§ Your task
In the data below, how many lines contain the word "healthcare"? Answer with the number alone.

§ Data extracts

PR #1374, opened 2020-10-20
Removes SqlServerFhirModel initialization redundancies

rotodd:
## Description

Note: this PR replaces #1262. I created new dev and feature branches that are up-to-date with master.

Description from #1262:

Currently (in my feature branch), the `Start()` method in `SqlServerFhirModel.cs` is being called on startup and every time the schema is upgraded.

This PR:
- Updates `SqlServerFhirModel` to no longer implement `IStartable` because it's initialization is now invoked on every schema upgrade
- Modularizes `SqlServerFhirModel`'s initialization code by schema version, allowing us to invoke schema version-specific initialization on schema upgrade.

## Related issues
Addresses [AB#75557](https://microsofthealth.visualstudio.com/Health/_workitems/edit/75557) and [#AB75558](https://microsofthealth.visualstudio.com/Health/_workitems/edit/75558).

## Testing
Local testing to check that the correct information is being passed when the schema is upgraded.

Followed the manual test scenarios that are outlined [here](https://microsoft-my.sharepoint.com/:x:/g/personal/rotodd_microsoft_com1/EZf3FpQrmZxHldZDZBjWS0UBK4SgbEFu9eZet1UwvyU67g?e=P3UGTN).

PR #1187, opened 2020-08-07
Registers SqlConnectionWrapperFactory service as a IScoped factory

rotodd:
## Description
A new SQL service is being added to the FHIR server to manage search parameter statuses (please see PR #1144). A change is required to the service registration of the `SqlConnectionWrapperFactory` in order for everything to successfully start up.

## Related issues
Addresses [#AB75037](https://microsofthealth.visualstudio.com/Health/_workitems/edit/75037).

## Testing
Manual testing (services start up without error).

PR #1430, opened 2020-11-07
Implements SQL search parameter status data layer

rotodd:
## Description
Merges in the feature branch for the SQL-side implementation of the search parameter status data store layer. 

This feature branch:

- Creates a new schema version and adds a SQL service to track search parameter status info in the SQL database (PR #1144)
- Adds the stored search parameter status info to the existing `dbo.SearchParam` table (PR #1169)
- Updates service registration to support the new SQL service (PR #1187)
- Removes "registry" from search parameter status class naming (PR #1189)
- Makes the columns added to `dbo.SearchParam` nullable (#1219)
- Handles schema upgrade notifications (#1233)
- Refactors how `SqlServerFhirModel` starts up to handle new dependencies and initialization requirements (#1374)

Some refactoring/setup has already been merged into master to enable these changes:

- `SqlServerModelInitializer` was removed from the healthcare-shared-components repo (PR [#50](https://github.com/microsoft/healthcare-shared-components/pull/50))
- `SchemaUpgradeRunner` and `SchemaJobWorker` were modified to fire notifications on schema upgrade (PR [#87](https://github.com/microsoft/healthcare-shared-components/pull/87) and PR [#92](https://github.com/microsoft/healthcare-shared-components/pull/92))
- `SqlServerFhirModel` was refactored to no longer rely on the `SqlServerModelInitializer` (PR #1072)

## Related issues
Addresses [#AB75420](https://microsofthealth.visualstudio.com/Health/_workitems/edit/75420).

§ Answer to the exercise
2